Before making your next donation to your favorite charity you might want to do some research. Do you really know to whom you’re donating? Do you know the charity’s stated mission? How much of your donation goes toward achieving the charity’s mission? How much of your donation goes toward “overhead” (officer compensation – other than toward the charity’s mission)?

The following press release, published online by the Federal Trade Commission (“FTC”), highlights the importance of getting answers to these questions and learning how to avoid becoming a victim of charity fraud:

The Federal Trade Commission, All 50 States And D.C. Charged Four Cancer Charities With Bilking Over $187 Million From Consumers.

The Complaint Alleges Defendants Falsely Claimed Donations Would Help Pay For Pain Medication, Hospice Care & Other Services; But Spent Donations on Cars, Trips, Sports Tickets, & Professional Fundraisers.

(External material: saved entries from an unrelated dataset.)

PR #436, opened 2017-04-28
Search view design update

marcelinkaaa:
Design update of the transfer screen 'add magnet' field, slight update to the view_clearable_edittext.xml and some code cleanup. 

Also - ‘maxLines = 1’, not wroking correctly as of sdk 25. It replaces deprecated ‘singleLine’ but with a current bug its not working correctly withouth ‘inputType’ being added. Being looked at by android developers.

### DIFF
--- a/android/res/layout/fragment_transfers.xml
+++ b/android/res/layout/fragment_transfers.xml
@@ -18,12 +18,32 @@
  */
 -->
 <LinearLayout xmlns:android="http://schemas.android.com/apk/res/android"
-              xmlns:frostwire="http://schemas.android.com/apk/res-auto"
-              android:layout_width="match_parent"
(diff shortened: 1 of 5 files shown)


android/res/layout/fragment_transfers.xml
```diff
@@ -18,12 +18,32 @@
...
+        android:background="@color/basic_blue"
+        android:orientation="vertical">
+
+        <View
+            style="@style/divider_line_dark"
+            android:layout_width="match_parent"
+            android:layout_height="1dp" />
+
+        <!-- Dummy item to prevent EditText from receiving focus at startup -->
+        <LinearLayout
```
aldenml: what a trick, I would like to no need this (and the one in the search field too).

The defendants told donors their money would help cancer patients, including children and women suffering from breast cancer, but the overwhelming majority of donations benefitted only the perpetrators, their families and friends, and fundraisers. This is one of the largest actions brought to date by enforcers against charity fraud.

According to the complaint, the defendants used telemarketing calls, direct mail, websites, and materials distributed by the Combined Federal Campaign, which raises money from federal employees for non-profit organizations, to portray themselves as legitimate charities with substantial programs. In fact, the complaint alleges that these claims were deceptive and that the charities “operated as personal fiefdoms characterized by rampant nepotism, flagrant conflicts of interest, and excessive insider compensation, with none of the financial and governance controls that any bona fide charity would have adopted.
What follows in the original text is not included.